Improved monitoring of bio-optical processes in coastal and inland waters using high spatial resolution channels on SNPP-VIIRS sensor

Abstract

The dynamic and small-scale spatial variability of bio-optical processes that occurs in coastal regions and inland waters requires high resolution satellite ocean color feature detection. The Visual Infrared Imaging Radiometer Suite (VIIRS) currently utilizes five ocean color M-bands (410,443,486,551,671 nm) and two atmospheric correction M-bands in the near infrared (NIR; 745,862 nm) to produce ocean color products at a resolution of 750-m.
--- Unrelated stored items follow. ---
Issue #371, opened 2015-01-14
move internal stuff in clientapi


gregoryyoung:
its kind of haphazard now

PR #376, opened 2015-01-15
move internal stuff to internal in client api

gregoryyoung:
addresses #371 

Makes it easier to rationalize about visibility of things. All internal things are in internal, public things in root.

Also moved projection manager to .Projections


jen20:
:+1:

Issue #369, opened 2015-01-14
ReadIndex should use temp file during merge


gregoryyoung:
Right now it holds unsafe for too long. Using a temp file will allow the unsafe to only be entered during the move which should be near instantaneous

PR #378, opened 2015-01-17
Index

gregoryyoung:
For #369 

Removes merging.m which doesnt really help anything and causes vast numbers (comparatively) of corrupted index rebuilds from back up

Needs running on power pull cluster


jen20:
Manually merged to `release-oss-3.0.2`

PR #380, opened 2015-01-20
update esquery to support result/resultstream

gregoryyoung:
Added result vs resultstream result coming from projections


gregoryyoung:
Only result works. but after esquery at least works with single result queries, the projection backend no longer seem to support others?

PR #385, opened 2015-01-28
Add --development-mode flag to disable caching

### LINKED ISSUE #384: Add a `--development` mode that turns off cache headers
Have watched a number of people get trolled by caching in the UI, I think it's worth adding a `--development` flag that sets events to non-cacheable.

On second thoughts, given the usage some of these "not for production" flags get, it probably needs to be called `--this-is-not-for-production-and-I-understand-Im-doing-a-bad-thing-but-please-dont-cache`.

jen20:
This disables caching of events if the --development-mode flag is passed by sending a `Cache-Control: max-age=0, no-cache, must-revalidate` header where requests may previously have been cacheable.

Fixes #384.


gregoryyoung:
Looks reasonable

gregoryyoung:
manually merged.

PR #389, opened 2015-02-04
Hdr

gregoryyoung:
First iteration in bringing in hdr histogram. This PR supports it in test client for showing a histogram on read/write floods.


jen20:
:+1: looks good to me

PR #440, opened 2015-04-05
fix typo

t3hnar:


gregoryyoung:
This is a breaking change of anyone using dev and competing consumers. Not a huge problem but one to keep in mind

PR #527, opened 2015-06-18
Add new cluster node stat "proc_cpuScaled" which is "proc-cpu" but scaled by number of logical processors

GojiSoft:
Add new cluster node stat "proc_cpuScaled" which is "proc-cpu" but scaled by number of logical processors to give a value which bounded to 0-100%. The current "proc-cpu" figure has a range of 100% * number of logical processors which makes it tricky where downstream users may not know the number of logical processors or if the number of processors changes e.g. VM environment or hardware changes.

See the following discussion: https://github.com/EventStore/EventStore/issues/521


pgermishuys:
Looks good!

PR #534, opened 2015-07-01
Include metadata at EmbedLevel.Body

### LINKED ISSUE #533: ATOM feed with embed=body doesn't return the metadata created with the application/vnd.eventstore.events+json media type
Posted metadata using the application/vnd.eventstore.events+json media type.

Retrieved using the application/vnd.eventstore.atom+json content type.

The metadata field is not included in the entries.

pgermishuys:
Fixes #533


gregoryyoung:
@pieter what are the unmerited commits? Are they important?

jen20:
It needs further work to not prettify the body at `embed=body` but to do so at `embed=pretty` for metadata, but apart from that LGTM.

PR #545, opened 2015-07-13
Add support to run the run-node.sh script via absolute path

dnauck:
This small change add support to run the run-node.sh script via absolute path. Currently it is only possible to cd into the EventStore directory and call ```./run-node.sh``` otherwise ```LD_LIBRARY_PATH```was wrong and the ```clusternode``` binary was not found.

No you can use the ```run-node.sh```script in environments where you're not allowed to change path before executing the script.

### DIFF
--- a/scripts/package-mono/run-node.sh
+++ b/scripts/package-mono/run-node.sh
@@ -1,3 +1,4 @@
 ##!/usr/bin/env bash
+EVENTSTORE_DIR=$( cd "$( dirname "${BASH_SOURCE[0]}" )" && pwd )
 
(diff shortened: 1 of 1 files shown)


jen20:
This will be going away in the official packages anyway as the js1 library gets installed in the correct place

dnauck:
Thanks @jen20 

I'll not be able to use you new debian packages; just upload the tar.gz and unpack it into my service hime dir are allowed ;)

Should i make a pull also agains the 3.1 release?

jen20:
Yes, was just about to ask you to target it at 3.1.0 as well. Thanks!

PR #556, opened 2015-07-18
Separate what we gossip (advertise) vs what we bind to.

pgermishuys:
**New Options**
--ext-ip-advertise-as - External Ip Address Advertise As
--ext-tcp-port-advertise-as - External Tcp Port Advertise As
--ext-http-port-advertise-as - External Http Port Advertise As

This allows us to gossip (advertise) separate information from what we are binding to.


gregoryyoung:
I will add an issue for the others. :+1:

PR #559, opened 2015-07-20
Use correct path on executing eventstore

dnauck:


pgermishuys:
Only saw this now, this was already changed in the dist-packages branch. Sorry.

PR #577, opened 2015-08-04
Correct the replay parked event version tracking and pushing to clients.

gregoryyoung:
Enforce the max retry contract on explicit NAK retry.

### DIFF
--- a/src/EventStore.Core.Tests/Services/PersistentSubscription/PersistentSubscriptionTests.cs
+++ b/src/EventStore.Core.Tests/Services/PersistentSubscription/PersistentSubscriptionTests.cs
@@ -842,22 +842,31 @@ namespace EventStore.Core.Tests.Services.PersistentSubscription
                     .WithEventLoader(new FakeStreamReader(x => { }))
                     .WithCheckpointReader(reader)
                     .WithCheckpointWriter(new FakeCheckpointWriter(i => { }))
+                    .WithMaxRetriesOf(10)
                     .WithMessageParker(parker)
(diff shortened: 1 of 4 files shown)


gregoryyoung:
@lscpike I am going to bring this in. The not using rules on retries if explicitly retried was a feature not something missing (e.g. use unknown if you want the behaviour of defaults). I personally think this makes sense though.

lscpike:
Excellent thanks. #539 is also relevant to get retries working fully if you have 2 minutes.

gregoryyoung:
Tbf we should probably have named it "let server decide"

lscpike:
Without this behaviour it's difficult for clients to know when to give up and NAK park. It would be handy to send the retry count to the client but that's more protocol changes. Maybe we could make Unknown follow this path and explicit retry always retries. A little unnatural, but docs can clarify it.

gregoryyoung:
Thats what was happening. I kind of like the idea of making the limits
explicit as you have done. Max Retries is 10 never any more regardless of
what the client says.

On Tue, Aug 4, 2015 at 6:18 PM, lscpike <notifications@github.com> wrote:

> Without this behaviour it's difficult for clients to know when to give up
> and NAK park. It would be handy to send the retry count to the client but
> that's more protocol changes. Maybe we could make Unknown follow this path
> and explicit retry always retries. A little unnatural, but docs can clarify
> it.
>
> —
> <https://github.com/EventStore/EventStore/pull/577#issuecomment-127663364>
> .
>



-- 
Studying for the Turing test

PR #580, opened 2015-08-06
Idempotent User Creation Behaviour

pgermishuys:
When attempting to create an existing user with the same password - Reply 201 - Created
When attempting to create an existing user with a different password - Reply 409 - Conflict


gregoryyoung:
:+1:

PR #599, opened 2015-08-21
Add Competing Consumers

pgermishuys:
Manual Merge of
https://github.com/EventStore/EventStore/commit/0ed5854c43f1fd51129bc03eb49926a2dfc43bc7

**An additional change was made.**
a_nak_in_subscription_handler_in_autoack_mode_drops_the_subscription was
failing and reporting UserInitiated as the reason from dropping the
subscription instead of EventHandlerException which was what was happening
The fix was to report the dropped subscription reason before unsubscribing


gregoryyoung:
merging. looks good from looking through tests + a few random diffs from dev.

PR #610, opened 2015-08-25
Add Max Read Size to Client API

pgermishuys:
Manual merge of
https://github.com/EventStore/EventStore/commit/a18646dda17a01d855fedf68a4b5d8104bd4f2dd


gregoryyoung:
:+1:

CumpsD:
Ouch, just upgraded libraries and this one did hit me. I had this code:

```
    let getState applyEvents initState id es =
        readFromStream es id 0 Int32.MaxValue
        |> Async.map (fun (events, _, _) -> events)
        |> Async.map (applyEvents initState)
```

To read a stream from start to end to hydrate an entity, which suddenly broke

jen20:
For streams with lots of events it would have blown up in a much nastier manner (they all go in one reply package which have a natural size limit anyway).

CumpsD:
I'm reading them in slices of 4096 now, does this code have any drawbacks in your opinion?

https://github.com/exira/ges/blob/master/src/Exira.EventStore/EventStore.fs#L32-L62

VIIRS also has several high resolution (375-m) Imaging (I)-bands, including two bands centered at 640 nm and 865 nm. In this study, a spatially improved ocean color product is demonstrated by combining the 750-meter (M- channels) with the 375-m (I1-channel) to produce an image at a pseudo-resolution of 375-m. The new approach applies a dynamic wavelength-specific spatial ratio that is weighted as a function of the relationship between proximate I- and M-band variance at each pixel. This technique reduces sharpening artifacts by incorporating the native variability of the M-bands. In addition, this work examines the viability of replacing the M7-band (862 nm) with the I2-band (865 nm) to determine the atmospheric correction and aerosol optical depth at a higher resolution. These true (I-band) and pseudo (M-band) high resolution radiance values can subsequently be utilized as input parameters into various algorithms to yield high resolution optical products. The results show new capability for the VIIRS sensor for monitoring bio-optical processes in coastal waters.